In recent operations, the Kurdish-led Syrian Democratic Forces (SDF) on March 11 raided a refugee camp in the town of al-Shuhail, east of Deir ez-Zor, and arrested four members of a family displaced from Hama for alleged past involvement with IS. The raid, using military helicopters provided by the US-led international coalition against IS, came a day after SDF arrested suspected members of IS cells in the town of al-Basira, in Deir ez-Zor province. Those detained possessed medium and light weapons and modern communications equipment, according to the SDF. Several other IS suspects were arrested in separate raids.

SDF officer Sarkhbon Ali said of the detainees from the sleeper cells, “Many of them are dangerous, have committed war crimes, and must be tried.” 

On Feb. 23 at a press conference in Qamishli, Fener al-Kait, co-head of the administration's External Affairs Department, had called on the international community to provide support and legal advice for the trial of 12,000 IS militants, including 3,000 foreigners of 50 different nationalities. In attendance was the Belgian parliamentary deputy George Dalman, who noted that there were 15 Belgians among the detainees and said that careful study is needed to determine how their trials should be conducted.

In Raqqa, Al-Monitor met Salem Ali, a farmer whose son was killed by IS four years ago. “When IS controlled the city of Raqqa, it confiscated our crops,” he said. “Our lives under IS went to hell. My son Muhammad tried to escape, but IS militants caught him and beheaded him … for treason. Most of those who carried out these executions were foreigners of various nationalities.”
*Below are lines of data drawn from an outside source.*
PR #2764, opened 2023-11-06
Auto-surround config

### LINKED ISSUE #2751: When "Auto Close Matching Pairs" is disabled, when text is selected and a bracket or quote is pressed it shouldn't auto close or auto surround the text
## Lapce Version

Flatpak version, About dialog says "0.2.8"

## System information

openSUSE Leap 15.5, installed via flathub

## Describe the bug
When "Auto Close Matching Pairs" is disabled, when text is selected and a bracket or quote is pressed it shouldn't auto close or auto surround the text. It should just do exactly what is typed instead of trying to be smart, since that seems to be the point of that option being disabled. Therefore, this seems buggy and inconsistent right now.

## Additional information
This is what happens when I press `[` with "Auto Close Matching Pairs" disabled:

https://github.com/lapce/lapce/assets/64124388/e3502653-045d-411c-b5e1-64a250a8a585.webm

Expected result would be that `abc` disappears and a single `[` is entered instead.

ElmeriVincent:

Fixes #2751

### DIFF
--- a/defaults/settings.toml
+++ b/defaults/settings.toml
@@ -22,6 +22,7 @@ completion-show-documentation = true
 show-signature = true
 signature-label-code-block = true
 auto-closing-matching-pairs = true
+auto-surround = true
 hover-delay = 300                       # ms
 modal-mode-relative-line-numbers = true
 format-on-save = false
--- a/extra/schemas/settings.json
+++ b/extra/schemas/settings.json
@@ -221,6 +221,9 @@
                 "auto-closing-matching-pairs": {
                     "type": "boolean"
                 },
+                "auto-surround": {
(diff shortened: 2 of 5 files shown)


dzhou121:
Maybe we should add a different config for it? This is how it's called in VSCode.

A number of European and other countries have taken in some IS children. In early February, Rojava handed over to Russia 35 children with Russian citizenship. The children had been living in al-Hol, which holds tens of thousands of wives and children of accused IS members. Kamal Akef, spokesman for the External Affairs Department, said that in the past year, the self-administration had handed over 100 women and children to the government of Kosovo, five children to France, seven children from one family to Sweden, 30 women and 70 children to Kazakhstan and five children to Sudan.
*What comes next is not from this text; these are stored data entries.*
PR #2782, opened 2023-11-13
Add UI inspector command

Zoxc:
This adds a command to open the Floem Inspector, which can be handy to investigate performance and layout issues.


lapce-app/src/window_tab.rs
```diff
@@ -1129,6 +1129,9 @@ impl WindowTabData {
             FocusTerminal => {
                 self.common.focus.set(Focus::Panel(PanelKind::Terminal));
             }
+            OpenUIInspector => {
+                self.common.view_id.get().inspect();
```
dzhou121, line 1133: It's better to `get_untracked()`

Issue #2772, opened 2023-11-08
Terminal uses `editor.background` instead of `terminal.background` from color theme


RinLovesYou:
## Lapce Version
nightly de2d7b1

## System information
arch linux

## Describe the bug
The bottom panel's color should be determined by `terminal.background`, but it uses `editor.background`

## Additional information

![image](https://github.com/lapce/lapce/assets/29461788/64ea38f0-201b-4342-aac4-2a5abe48642f)
![image](https://github.com/lapce/lapce/assets/29461788/fa231d7b-c379-43c9-9ba2-b88be23c410a)

ElmeriVincent:
@RinLovesYou Would this be more like it?

![Screenshot from 2023-11-14 21-00-06](https://github.com/lapce/lapce/assets/77973084/5147d32c-d88a-4033-ba4c-4cc3bac8a41a)

PR #2786, opened 2023-11-14
Fix/terminal-background

evnct:
Fixes -> #2772


dzhou121:
panel items don't have backgrounds set including terminal so that when they are at the bottom, they will be the same as editor background. So if you drag the terminal panel to the right or left, it will have the panel background.

ElmeriVincent:
You mean like this (dragging it to the right)? 

Screenshot from 2023-11-14 23-36-37

dzhou121:
Yes.

terminal.background probably shouldn't be there to confuse people.

ElmeriVincent:
Checking if I understood right. What is in the image now at the bottom right side should have the editor background and what is at the top right should have panel background?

Al-Hol is one of the largest refugee camps run by the Kurdish self-administration. It shelters around 74,000 Syrians and Iraqis, and some 40,000 wives and children of IS fighters occupy a separate section of the camp.
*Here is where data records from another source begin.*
Issue #2676, opened 2023-10-14
Weird clipboard crash


MinusGix:
## Lapce Version

Almost latest master

## System information

Linux, Wayland

## Describe the bug
I was spamming typing in my editor to test my screen lines cache and it crashed with
```
Maximum number of clients reached
thread 'main' panicked at 'called `Result::unwrap()` on an `Err` value: XcbConn(Connection)', lapce-app/src/doc.rs:79:43
```

## Additional information

Which is
```rust
impl SystemClipboard {
    pub fn new() -> Self {
        SystemClipboard {
            ctx: ClipboardProvider::new().unwrap(),
        }
    }
}
```
and it is constructed every time an edit is done.  
Presumably it is either getting constructed too often while other clipboard connections are open, or it isn't getting cleaned up at all.  
Possibly we should just have a general shared instance on `common` or something?

lukaslihotzki:
I can trigger this reliably by holding down `Ctrl+V`.

PR #2794, opened 2023-11-19
Switch clipboard functionality to a maintained crate

tv42:
Switch from crate clipboard to arboard

This avoids a dependency via x11-clipboard to an old version of xcb,
v0.3. Problems and annoyances with xcb v0.3 include

- safety: https://github.com/aweinstock314/rust-clipboard/issues/90
- build script depends on python
- won't build in a sandbox, as it writes to the source directory

See also https://github.com/aweinstock314/rust-clipboard/issues/91

---

initialize SystemClipboard only once

The `x11-clipboard` crate starts a new thread on every `new` call,
previously triggered on every copy to clipboard operation, and these
threads seem to stick around.

This will also help migrating away from the
`clipboard`/`x11-clipboard` crates.

---

### DIFF
--- a/lapce-app/src/doc.rs
+++ b/lapce-app/src/doc.rs
@@ -1,6 +1,7 @@
 use std::{
     cell::RefCell,
     collections::HashMap,
+    ops::DerefMut,
     path::{Path, PathBuf},
     rc::Rc,
     sync::{atomic, Arc},
@@ -437,7 +438,7 @@ impl Document {
             return Vec::new();
         }
 
-        let mut clipboard = SystemClipboard::new();
+        let mut clipboard = self.common.clipboard.lock();
         let old_cursor = cursor.mode.clone();
         let deltas = self.syntax.with_untracked(|syntax| {
             self.buffer
@@ -447,7 +448,7 @@ impl Document {
                         buffer,
                         cmd,
                         syntax,
-                        &mut clipboard,
+                        clipboard.deref_mut(),
                         modal,
                         register,
                         smart_tab,
--- a/lapce-app/src/doc.rs
+++ b/lapce-app/src/doc.rs
@@ -8,7 +8,6 @@ use std::{
     time::Duration,
 };
 
-use clipboard::{ClipboardContext, ClipboardProvider};
 use floem::{
     action::exec_after,
     cosmic_text::{Attrs, AttrsList, FamilyOwned, TextLayout},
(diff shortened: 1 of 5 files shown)


dzhou121:
Thanks for the PR!

Do we want to enable the wayland feature tag for arboard?

dzhou121:
Also, do you know how does it compare with copypasta?

tv42:
Yeah, could enable wayland. I figured that'd be more of a follow-up, to avoid accidentally breaking things (the X11 to X11 part is pretty safe).

I don't know much about copypasta. I looked at APIs and arboard seemed to have the nicest API, and more downloads.

panekj made https://github.com/lapce/lapce/pull/2660 which for some reason points to a fork of copypasta, and panekj's active on Discord, but that's too much politics for me.

panekj:
> panekj made #2660 which for some reason points to a fork of copypasta

it points to a fork since it has aligned version of other dependencies that copypasta uses

> panekj's active on Discord, but that's too much politics for me.

I'm also active here, and the politics are choice of clipboard crate.

dzhou121:
> I don't know much about copypasta. I looked at APIs and arboard seemed to have the nicest API, and more downloads.

I asked about copypasta because it's what alacritty uses and alacritty is a winit application used by lots of users.

tv42:
Well if someone can get #2660 merged I'll rebase this to have the thread leak bugfix.

lukaslihotzki:
arboard uses wl-clipboard-rs for the Wayland clipboard support. wl-clipboard-rs "is intended to be used by terminal applications, clipboard managers and other utilities which don't spawn Wayland surfaces (windows)." Therefore, using wl-clipboard-rs or arboard is a bad fit for Lapce. The clipboard will break when Lapce is run in a container like Flatpak.

Use copypasta like alacritty does is the way to go.

beckend:
Tried copypasta on wayland, it doesn't work. arboard works correctly.

lapce-app/src/doc.rs
```diff
@@ -72,18 +73,32 @@ impl Default for SystemClipboard {
...
+                error
+            })
+            .ok()
     }
 
     fn put_string(&mut self, s: impl AsRef<str>) {
-        let _ = self.ctx.set_contents(s.as_ref().to_string());
+        let _ = self
+            .inner
+            .set_text(s.as_ref().to_string())
```
beckend, line 97: .to_string() not be needed right

lukaslihotzki:
copypasta does not work with short-lived `ClipboardContext`, which is bad design anyway (see also #2676). If you create the `ClipboardContext` once on program start and also do anything else like Alacritty does, everything works fine (like Alacritty). I'll publish my PR now.

panekj:
This has been now implemented as part of floem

Birvan Omar, an administrator for the self-administration's Office of Humanitarian Organizations Affairs, also oversees the camp. “The al-Hol camp has experienced murders by IS women,” she told Al-Monitor, “Most of these crimes are carried out by members of all-female IS morality police, known as the Hisbah. Everyone who rejects IS beliefs in the camp is destined to die at the hands of these women.”

She said the children are being brought up in a horrifying environment. On March 14, Kurdish security forces at Al-Hol camp found the body of an Iraqi refugee who had been killed with a hammer. In an incident in February, another Iraqi man died after being stabbed. His body was found in the section of the camp housing IS families. There have been other killings with sharp objects, and tents have been set on fire with people in them.

“The children end up embracing IS ideology, and when they grow up, they will be a danger to the world,” Omar said. She called on the international community to rescue the children and deprogram and rehabilitate them to integrate into society.